Talking about his final visit with Franklin last Wednesday, Jackson told the church that he walked into the room calling out “Re, Re, Re.”
“She opened her eyes and pressed my arms, and we began to pray,” he said.
His eulogy had worshippers on their feet. Smartly dressed women raised their arms into the air and swayed to the music, as a few wiped away tears, with Jackson leading them in prayers and song.
Worshippers spilled out of the service, invigorated by what they called a celebration of the music icon’s life and legacy.
“It was beautiful and it spoke to all of us,” said Denise Redmon, a 57-year-old Indiana bus driver on a weekend coach trip to Detroit.
“I thought it was excellent. A mighty tribute to the Queen,” agreed Esther Birden, 60, on the same two-day “Aretha Franklin soul weekend, joining in all the festivities and being a part of history.”
“I remember listening to Aretha when I was eight years old and dancing to her music,” she said.
“We have nothing to be sad about because she gave us so much.
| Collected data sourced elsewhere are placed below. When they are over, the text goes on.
PR #7653, opened 2022-01-26
fix: Match cli display pod names with k8s. Fixes #7646

### LINKED ISSUE #7646: PODNAMES as shown from argocli does not match with actual generated pod names
## Summary

The Argo CLI's watch command should display the Argo generated pod names correctly, which in the new versions that use ```POD_NAMES=v2``` have the format of ```[defined prefix]-[task template name]-[random number string]```

However currently the Argo CLI show pod names as ```[defined prefix]-[random number string]```, missing the task template name component.

Example:
I have a workflow with ```generateName: test-addition``` and its first step is ```load-input```.
When using ```argo submit```, a workflow ID ```test-addition-zkzwx``` was generated.
The step ```load-input``` results in an actual pod named ```test-addition-zkzwx-load-input-2972163892``` which shows up from ```kubectl get pods```
But from the ```argo watch``` screen, its pod name is shown as ```test-addition-zkzwx-2972163892```

##Environment
v3.2.6 on argoexec, workflow-controller, and argocli
v1.23.1-2+9e8d1bf4219080 on Kubernetes
Kubernetes initialized using microk8s and using the containerd runtime
Environmental variable ```POD_NAMES=v2``` is set for both the argocli deployment and workflow-controller deployment

## Diagnostics

To reproduce this bug, use any workflow .yaml file and submit with ```argo submit workflow.yaml --watch```. The pod names shown in the watch screen would be incorrect.

Using ```kubectl``` to check confirms that the actual pods do have the V2 name format ```[defined prefix]-[task template name]-[random number string]```. So the pod name generation is working fine. It's just the Argo CLI watch screen not "retrieving" or showing these names right. Perhaps the Argo CLI was implemented in a way that doesn't actually retrieve the actual pod names, but instead using a pre-defined template to display the pod names, and that template wasn't updated together with the V2 POD NAME update.

Aside from the pod names, the workflows run perfectly fine with no errors.

Assigning to @JPZ13   Thank you.
---

JPZ13:
This PR:
- Invokes the workflow utils PodNames function in the cmd printNode function to add the updated pod name to the printout
- Modifies the PodNames function to take the version as a parameter, allowing it to be invoked in the cli when the `POD_NAMES` environment variable isn't present
- Fixes #7646 

```
Name:                dag-diamond-xtpd7
Namespace:           argo
Conditions:
 PodRunning          False
 Completed           True
Created:             Wed Jan 26 16:32:00 -0500 (13 seconds ago)
Started:             Wed Jan 26 16:32:00 -0500 (13 seconds ago)
Finished:            Wed Jan 26 16:32:13 -0500 (now)
Duration:            13 seconds
Progress:            4/4
ResourcesDuration:   8s*(1 cpu),0s*(100Mi memory)

STEP                  TEMPLATE  PODNAME                            DURATION  MESSAGE
 ✔ dag-diamond-xtpd7  diamond
 ├─✔ A                echo      dag-diamond-xtpd7-echo-3871903043  3s
 ├─✔ B                echo      dag-diamond-xtpd7-echo-3888680662  3s
 ├─✔ C                echo      dag-diamond-xtpd7-echo-3905458281  3s
 └─✔ D                echo      dag-diamond-xtpd7-echo-3922235900  3s
```

Signed-off-by: J.P. Zivalich <jp@pipekit.io>

### DIFF
--- a/test/e2e/fixtures/then.go
+++ b/test/e2e/fixtures/then.go
@@ -17,6 +17,7 @@ import (
 
 	wfv1 "github.com/argoproj/argo-workflows/v3/pkg/apis/workflow/v1alpha1"
 	"github.com/argoproj/argo-workflows/v3/pkg/client/clientset/versioned/typed/workflow/v1alpha1"
+	"github.com/argoproj/argo-workflows/v3/workflow/common"
 	"github.com/argoproj/argo-workflows/v3/workflow/hydrator"
 	"github.com/argoproj/argo-workflows/v3/workflow/util"
 )
@@ -86,9 +87,15 @@ func (t *Then) ExpectWorkflowNode(selector func(status wfv1.NodeStatus) bool, f 
 		if n != nil {
 			_, _ = fmt.Println("Found node", "id="+n.ID, "type="+n.Type)
 			if n.Type == wfv1.NodeTypePod {
+				version := util.PodNameV1
+				annotations := metadata.GetAnnotations()
+				if annotations[common.AnnotationKeyPodNameVersion] == util.PodNameV2.String() {
+					version = util.PodNameV2
+				}
+				podName := util.PodName(t.wf.Name, n.Name, n.TemplateName, n.ID, version)
+
 				var err error
 				ctx := context.Background()
-				podName := util.PodName(t.wf.Name, n.Name, n.TemplateName, n.ID)
 				p, err = t.kubeClient.CoreV1().Pods(t.wf.Namespace).Get(ctx, podName, metav1.GetOptions{})
 				if err != nil {
 					if !apierr.IsNotFound(err) {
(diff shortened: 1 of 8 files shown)


test/e2e/fixtures/then.go
```diff
@@ -86,9 +87,15 @@ func (t *Then) ExpectWorkflowNode(selector func(status wfv1.NodeStatus) bool, f
 		if n != nil {
 			_, _ = fmt.Println("Found node", "id="+n.ID, "type="+n.Type)
 			if n.Type == wfv1.NodeTypePod {
+				version := util.PodNameV1
+				annotations := metadata.GetAnnotations()
+				if annotations[common.AnnotationKeyPodNameVersion] == util.PodNameV2.String() {
```
terrytangyuan, line 92: Reuse GetWorkflowPodNameVersion?

JPZ13: I was thinking about it but didn't have a workflow object. Would you recommend building one using the metadata variable, or just leaving as is?

terrytangyuan: I think creating a workflow object would be better to reduce code redundancy and make it easier later when we start removing v1 pod name.

JPZ13: Good call. I'll make the switch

She gave us secular, she gave us gospel, she gave us opera… and you don’t find too many that can fit in every arena like that.”
– ‘Freedom fighter’ –
Ralph Godbee, a former Detroit police chief turned pastor, led the congregation in a rousing hand clap for Franklin.
He recalled how she had once called to complain about a relative who had been mistreated by the police department, telling him that no one — regardless of their family — should be treated in such a way.
“There’s something about when the queen calls,” he said, hailing her as a “freedom fighter” and “demanding justice for everybody from the back row to the front pew.”
He said the revival of the Motor City — the home of the US auto industry that has turned a corner after years of economic depression and high crime — was “on the back of the spirit of the Queen of Soul.”
Outside the pale brick church, mourners have left helium balloons, bouquets of flowers, teddy bears and hand-written tributes.
“Aretha Will Always be My Queen. Nothing But Respect!!” read one home-made poster adored with cut-out, black-and-white newspaper pictures of the musical icon in her prime.
“You will always be in my heart,” said another. “Your voice will always ring in my heart and soul. I hear it all of the time, soothing me.”